• **PROBLEM TO SOLVE**
For this exercise, copy out each line of the material below that includes "find".

• **PROVIDED DATA**
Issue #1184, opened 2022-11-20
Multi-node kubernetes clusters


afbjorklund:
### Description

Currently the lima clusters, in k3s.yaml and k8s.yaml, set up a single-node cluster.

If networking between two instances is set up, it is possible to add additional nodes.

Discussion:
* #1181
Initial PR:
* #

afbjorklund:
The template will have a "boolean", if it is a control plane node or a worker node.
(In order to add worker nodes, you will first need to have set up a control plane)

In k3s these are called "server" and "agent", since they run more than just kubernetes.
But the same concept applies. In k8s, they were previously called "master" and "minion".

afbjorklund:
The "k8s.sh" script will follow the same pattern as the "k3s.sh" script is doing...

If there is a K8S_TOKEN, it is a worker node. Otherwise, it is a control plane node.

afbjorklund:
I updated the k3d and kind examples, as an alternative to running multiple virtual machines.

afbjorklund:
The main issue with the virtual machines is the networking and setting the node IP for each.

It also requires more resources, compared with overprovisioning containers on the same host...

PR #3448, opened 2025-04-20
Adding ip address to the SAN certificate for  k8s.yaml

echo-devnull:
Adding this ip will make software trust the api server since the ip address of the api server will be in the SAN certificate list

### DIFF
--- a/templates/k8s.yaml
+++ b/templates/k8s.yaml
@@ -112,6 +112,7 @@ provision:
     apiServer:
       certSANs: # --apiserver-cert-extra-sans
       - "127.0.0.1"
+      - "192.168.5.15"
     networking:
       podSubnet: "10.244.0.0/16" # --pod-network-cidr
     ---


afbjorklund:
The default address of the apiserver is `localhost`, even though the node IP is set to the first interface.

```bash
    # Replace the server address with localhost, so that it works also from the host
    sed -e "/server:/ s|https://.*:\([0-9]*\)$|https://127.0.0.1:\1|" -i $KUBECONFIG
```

---

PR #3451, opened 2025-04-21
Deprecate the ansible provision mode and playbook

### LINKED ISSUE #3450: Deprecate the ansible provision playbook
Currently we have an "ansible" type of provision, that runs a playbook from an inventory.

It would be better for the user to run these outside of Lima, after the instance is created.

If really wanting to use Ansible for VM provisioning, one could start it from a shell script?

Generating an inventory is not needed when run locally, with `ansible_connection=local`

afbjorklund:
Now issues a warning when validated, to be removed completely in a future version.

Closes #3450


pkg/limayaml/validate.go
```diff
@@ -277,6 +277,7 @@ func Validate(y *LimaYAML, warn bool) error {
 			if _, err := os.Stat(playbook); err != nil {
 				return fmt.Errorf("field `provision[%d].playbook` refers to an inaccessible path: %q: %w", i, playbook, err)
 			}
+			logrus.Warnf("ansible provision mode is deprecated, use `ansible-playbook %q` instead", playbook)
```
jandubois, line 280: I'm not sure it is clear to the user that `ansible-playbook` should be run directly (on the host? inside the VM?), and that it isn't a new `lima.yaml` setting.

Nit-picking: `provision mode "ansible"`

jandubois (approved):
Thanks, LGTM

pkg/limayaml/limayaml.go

---

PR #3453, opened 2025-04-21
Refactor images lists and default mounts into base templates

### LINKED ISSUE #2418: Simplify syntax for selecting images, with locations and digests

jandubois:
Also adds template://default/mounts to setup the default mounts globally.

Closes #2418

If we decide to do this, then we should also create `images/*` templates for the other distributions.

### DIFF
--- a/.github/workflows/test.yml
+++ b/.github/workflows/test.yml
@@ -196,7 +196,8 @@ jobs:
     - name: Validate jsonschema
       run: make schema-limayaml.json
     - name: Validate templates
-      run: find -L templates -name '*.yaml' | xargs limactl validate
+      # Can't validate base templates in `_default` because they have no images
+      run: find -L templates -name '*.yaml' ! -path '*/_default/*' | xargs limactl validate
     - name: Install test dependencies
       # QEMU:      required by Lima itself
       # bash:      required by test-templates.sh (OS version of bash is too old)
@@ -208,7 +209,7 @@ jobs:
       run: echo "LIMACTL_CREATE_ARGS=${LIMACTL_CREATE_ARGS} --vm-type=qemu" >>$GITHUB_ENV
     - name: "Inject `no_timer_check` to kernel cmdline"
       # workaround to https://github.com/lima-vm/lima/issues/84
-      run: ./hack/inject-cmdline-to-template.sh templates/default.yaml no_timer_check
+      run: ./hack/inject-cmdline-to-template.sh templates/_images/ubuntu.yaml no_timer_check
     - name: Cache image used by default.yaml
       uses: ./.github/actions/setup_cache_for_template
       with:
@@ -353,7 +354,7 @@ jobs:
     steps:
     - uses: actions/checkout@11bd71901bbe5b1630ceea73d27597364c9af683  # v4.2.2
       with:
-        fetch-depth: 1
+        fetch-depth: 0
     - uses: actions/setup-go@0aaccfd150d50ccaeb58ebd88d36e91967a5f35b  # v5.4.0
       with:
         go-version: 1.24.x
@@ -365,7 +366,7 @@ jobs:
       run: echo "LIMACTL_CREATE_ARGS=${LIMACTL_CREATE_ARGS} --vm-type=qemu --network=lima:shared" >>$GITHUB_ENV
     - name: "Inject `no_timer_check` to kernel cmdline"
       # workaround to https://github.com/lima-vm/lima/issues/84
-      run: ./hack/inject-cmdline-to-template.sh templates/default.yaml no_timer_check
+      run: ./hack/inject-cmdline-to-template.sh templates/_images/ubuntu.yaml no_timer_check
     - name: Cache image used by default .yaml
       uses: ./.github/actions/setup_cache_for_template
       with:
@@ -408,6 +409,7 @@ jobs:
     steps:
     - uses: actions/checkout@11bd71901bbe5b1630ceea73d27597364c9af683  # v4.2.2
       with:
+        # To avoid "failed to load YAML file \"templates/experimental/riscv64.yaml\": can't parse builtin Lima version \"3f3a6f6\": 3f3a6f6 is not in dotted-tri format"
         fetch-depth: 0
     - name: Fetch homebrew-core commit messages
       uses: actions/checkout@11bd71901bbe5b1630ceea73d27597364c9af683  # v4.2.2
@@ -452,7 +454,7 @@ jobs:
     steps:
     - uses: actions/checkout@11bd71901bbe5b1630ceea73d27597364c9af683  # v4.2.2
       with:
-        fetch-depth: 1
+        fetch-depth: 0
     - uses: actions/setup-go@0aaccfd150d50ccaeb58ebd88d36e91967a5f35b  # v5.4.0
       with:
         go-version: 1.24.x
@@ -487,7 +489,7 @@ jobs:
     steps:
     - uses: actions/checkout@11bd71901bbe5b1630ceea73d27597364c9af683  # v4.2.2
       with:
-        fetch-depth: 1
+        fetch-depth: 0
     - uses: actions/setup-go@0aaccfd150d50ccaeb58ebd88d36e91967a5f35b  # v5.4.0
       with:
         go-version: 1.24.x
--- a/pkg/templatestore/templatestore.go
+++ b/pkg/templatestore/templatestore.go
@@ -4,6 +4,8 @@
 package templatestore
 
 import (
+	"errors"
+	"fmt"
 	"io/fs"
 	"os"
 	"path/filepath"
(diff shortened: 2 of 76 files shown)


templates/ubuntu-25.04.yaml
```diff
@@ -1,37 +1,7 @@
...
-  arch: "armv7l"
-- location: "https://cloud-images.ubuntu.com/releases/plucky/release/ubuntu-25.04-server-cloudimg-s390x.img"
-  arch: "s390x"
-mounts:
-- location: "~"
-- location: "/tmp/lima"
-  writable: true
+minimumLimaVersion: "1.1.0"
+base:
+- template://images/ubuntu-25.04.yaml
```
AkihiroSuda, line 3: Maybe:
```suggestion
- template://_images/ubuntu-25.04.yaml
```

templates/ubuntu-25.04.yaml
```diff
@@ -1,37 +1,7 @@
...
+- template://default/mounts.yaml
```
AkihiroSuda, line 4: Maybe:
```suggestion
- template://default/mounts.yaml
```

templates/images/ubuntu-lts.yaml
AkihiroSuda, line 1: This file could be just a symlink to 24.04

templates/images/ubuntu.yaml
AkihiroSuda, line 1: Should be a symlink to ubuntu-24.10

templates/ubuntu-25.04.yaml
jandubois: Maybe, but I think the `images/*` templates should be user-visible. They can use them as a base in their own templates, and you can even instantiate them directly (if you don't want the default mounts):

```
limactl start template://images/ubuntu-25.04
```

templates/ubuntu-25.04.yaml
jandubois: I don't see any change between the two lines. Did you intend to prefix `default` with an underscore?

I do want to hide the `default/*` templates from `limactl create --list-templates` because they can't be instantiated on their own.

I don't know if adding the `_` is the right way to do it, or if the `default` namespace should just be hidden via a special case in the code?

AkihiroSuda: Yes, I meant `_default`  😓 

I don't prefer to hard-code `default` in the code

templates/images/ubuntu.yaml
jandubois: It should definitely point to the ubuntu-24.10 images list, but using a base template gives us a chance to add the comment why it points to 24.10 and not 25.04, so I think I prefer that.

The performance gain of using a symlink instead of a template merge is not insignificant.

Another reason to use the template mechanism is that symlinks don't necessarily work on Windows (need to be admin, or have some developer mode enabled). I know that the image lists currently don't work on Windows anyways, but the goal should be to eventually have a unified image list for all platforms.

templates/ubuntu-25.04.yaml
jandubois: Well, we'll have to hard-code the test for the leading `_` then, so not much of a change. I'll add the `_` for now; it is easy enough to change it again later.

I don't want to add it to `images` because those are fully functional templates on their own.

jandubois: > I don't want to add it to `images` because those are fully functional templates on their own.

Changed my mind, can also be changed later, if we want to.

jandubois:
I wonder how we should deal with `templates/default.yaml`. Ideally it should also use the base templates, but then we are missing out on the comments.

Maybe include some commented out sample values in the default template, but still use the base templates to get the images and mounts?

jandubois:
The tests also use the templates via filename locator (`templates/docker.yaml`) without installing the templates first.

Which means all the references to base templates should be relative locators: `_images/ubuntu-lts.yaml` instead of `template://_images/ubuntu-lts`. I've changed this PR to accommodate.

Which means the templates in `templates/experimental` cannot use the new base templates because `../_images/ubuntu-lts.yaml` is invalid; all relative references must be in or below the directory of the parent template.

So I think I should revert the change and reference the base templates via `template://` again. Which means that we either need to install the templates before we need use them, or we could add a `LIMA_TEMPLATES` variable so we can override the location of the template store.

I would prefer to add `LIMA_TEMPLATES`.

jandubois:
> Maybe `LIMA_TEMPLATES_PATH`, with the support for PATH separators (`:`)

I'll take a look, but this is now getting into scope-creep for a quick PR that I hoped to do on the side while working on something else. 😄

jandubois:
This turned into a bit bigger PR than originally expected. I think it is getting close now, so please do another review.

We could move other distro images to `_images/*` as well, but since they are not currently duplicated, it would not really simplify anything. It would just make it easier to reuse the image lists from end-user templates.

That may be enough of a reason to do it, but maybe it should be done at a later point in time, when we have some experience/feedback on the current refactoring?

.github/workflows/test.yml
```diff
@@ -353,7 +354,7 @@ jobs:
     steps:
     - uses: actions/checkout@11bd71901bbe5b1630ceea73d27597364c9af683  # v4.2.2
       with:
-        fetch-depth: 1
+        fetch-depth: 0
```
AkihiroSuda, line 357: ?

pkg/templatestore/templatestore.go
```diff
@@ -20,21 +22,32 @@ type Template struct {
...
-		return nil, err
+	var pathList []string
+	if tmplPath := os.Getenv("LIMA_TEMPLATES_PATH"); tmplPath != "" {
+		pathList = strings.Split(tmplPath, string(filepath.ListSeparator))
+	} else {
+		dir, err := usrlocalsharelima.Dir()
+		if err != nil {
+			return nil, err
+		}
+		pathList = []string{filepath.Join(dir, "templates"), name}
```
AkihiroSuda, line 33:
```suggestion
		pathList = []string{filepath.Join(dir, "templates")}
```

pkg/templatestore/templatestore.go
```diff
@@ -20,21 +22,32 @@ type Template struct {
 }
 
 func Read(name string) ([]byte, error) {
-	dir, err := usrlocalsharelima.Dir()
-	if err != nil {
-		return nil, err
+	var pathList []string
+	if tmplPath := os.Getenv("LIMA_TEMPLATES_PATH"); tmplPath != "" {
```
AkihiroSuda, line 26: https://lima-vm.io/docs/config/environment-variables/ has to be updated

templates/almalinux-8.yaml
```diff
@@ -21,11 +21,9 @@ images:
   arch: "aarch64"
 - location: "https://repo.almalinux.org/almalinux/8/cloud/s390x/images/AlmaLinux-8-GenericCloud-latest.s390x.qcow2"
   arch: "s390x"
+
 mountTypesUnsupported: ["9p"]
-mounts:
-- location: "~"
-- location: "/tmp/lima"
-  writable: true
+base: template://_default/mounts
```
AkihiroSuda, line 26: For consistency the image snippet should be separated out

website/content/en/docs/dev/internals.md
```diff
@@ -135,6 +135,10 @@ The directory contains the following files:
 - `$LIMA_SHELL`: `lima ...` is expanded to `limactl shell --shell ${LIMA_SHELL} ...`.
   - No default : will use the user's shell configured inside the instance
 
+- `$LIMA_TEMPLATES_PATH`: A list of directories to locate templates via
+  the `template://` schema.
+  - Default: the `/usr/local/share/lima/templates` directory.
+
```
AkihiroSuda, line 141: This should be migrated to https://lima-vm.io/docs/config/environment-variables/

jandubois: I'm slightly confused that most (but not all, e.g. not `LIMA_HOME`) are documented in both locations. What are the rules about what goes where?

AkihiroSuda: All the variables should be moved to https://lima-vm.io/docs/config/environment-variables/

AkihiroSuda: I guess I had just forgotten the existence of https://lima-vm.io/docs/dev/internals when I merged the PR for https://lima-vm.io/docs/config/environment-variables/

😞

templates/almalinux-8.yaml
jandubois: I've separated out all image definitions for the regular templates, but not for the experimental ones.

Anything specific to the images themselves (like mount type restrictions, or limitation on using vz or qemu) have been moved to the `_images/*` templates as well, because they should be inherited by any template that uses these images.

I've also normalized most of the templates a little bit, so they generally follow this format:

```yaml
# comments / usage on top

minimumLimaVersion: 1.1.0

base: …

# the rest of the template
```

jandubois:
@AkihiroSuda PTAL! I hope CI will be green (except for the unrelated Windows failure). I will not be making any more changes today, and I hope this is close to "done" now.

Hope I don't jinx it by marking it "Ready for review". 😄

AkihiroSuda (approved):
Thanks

• **YOUR RESPONSE**
-      run: find -L templates -name '*.yaml' | xargs limactl validate
+      run: find -L templates -name '*.yaml' ! -path '*/_default/*' | xargs limactl validate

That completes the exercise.